Minnesota Department of Management and Budget

Agency overview
- Jurisdiction: Minnesota
- Headquarters: 658 Cedar Street, Saint Paul, Minnesota
- Agency executive: Erin Campbell, Commissioner;
- Website: https://mn.gov/mmb/

= Minnesota Department of Management and Budget =

The Minnesota Department of Management and Budget, otherwise abbreviated as MMB, is a cabinet-level state agency responsible for coordinating the financial management and personnel administration processes of state government.

==Role and functions==
===Financial management===
MMB serves as the comptroller and treasurer for the whole of state government, coordinating accounting, cash management, and debt management across all state agencies. MMB maintains and operates the statewide financial reporting system called SWIFT and uses this financial data, along with economic trends from the state economist, to prepare operating and capital budgets for the state. MMB also issues reports on Minnesota's economic health that are frequently cited by the media.

===Personnel administration===
MMB works in concert with other state agencies to provide coordinated human resources management to all three branches of state government. In particular, it negotiates with bargaining units and maintains the civil service classification system. MMB also provides human resources training and leadership development to other state agencies, administers employee insurance plans and payroll, and enforces federal and state laws applicable to the state government's workforce.

==History==
The first iteration of MMB was the Budget Bureau, a division of the Department of Administration created in 1939 to assist the governor in the preparation of the executive budget. Later in 1971, the Loaned Executive Action Program (LEAP) convened by the late Wendell Anderson, Minnesota's 33rd governor, recommended consolidating the state's accounting and budgeting functions into a single agency under the governor's supervision in order to provide comprehensive budgetary control and financial reporting oversight of all state spending. A 1973 state government reorganization saw LEAP's recommendations put into action, with the former accounting functions of the elected state auditor transferred to the Budget Bureau - which in turn became the Department of Finance. At the same time, the Department of the Public Examiner was abolished and its powers and duties in relation to the supervision and auditing of local government finances were transferred to the Office of the State Auditor.

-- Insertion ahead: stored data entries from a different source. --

PR #288, opened 2024-01-10
Use llvm.fma in abacus_fma

hvdijk:
# Overview

Use llvm.fma in abacus_fma

# Reason for change

Targets that have FMA instructions see a speedup when we use that instead of our custom `__abacus_fma` implementation. We know this helps ARM and RISC-V.

# Description of change

We add a new `__mux_hasnativefma()` builtin which, for now, only returns `true` on ARM and RISC-V (to be improved later). In `__abacus_fma`, if `__mux_hasnativefma()`, we use the `@llvm.fma` intrinsic, if not, we use our old implementation. This avoids problems on X86, where `@llvm.fma` needs libcalls which we do not expose.

# Checklist

### DIFF
--- a/modules/compiler/utils/source/replace_mux_math_decls_pass.cpp
+++ b/modules/compiler/utils/source/replace_mux_math_decls_pass.cpp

The Department of Finance's responsibilities expanded further following the abolition of the state treasurer's office in 2003 by constitutional amendment. Throughout Minnesota's history as a U.S. territory and state, the elected state treasurer had always been responsible for managing and accounting for the state's cash flows, coordinating banking services for state agencies, and issuing and servicing the state debt. With the repeal of the Office of the State Treasurer however, those responsibilities were transferred to the Department of Finance.

The most recent change to MMB came in 2008, with the repeal of the Department of Employee Relations (DER) which had previously administered the state government's workforce. DOER's staff and responsibilities - together with the Management Analysis Division at DOA - were merged with the Department of Finance, which was then renamed the Department of Management and Budget.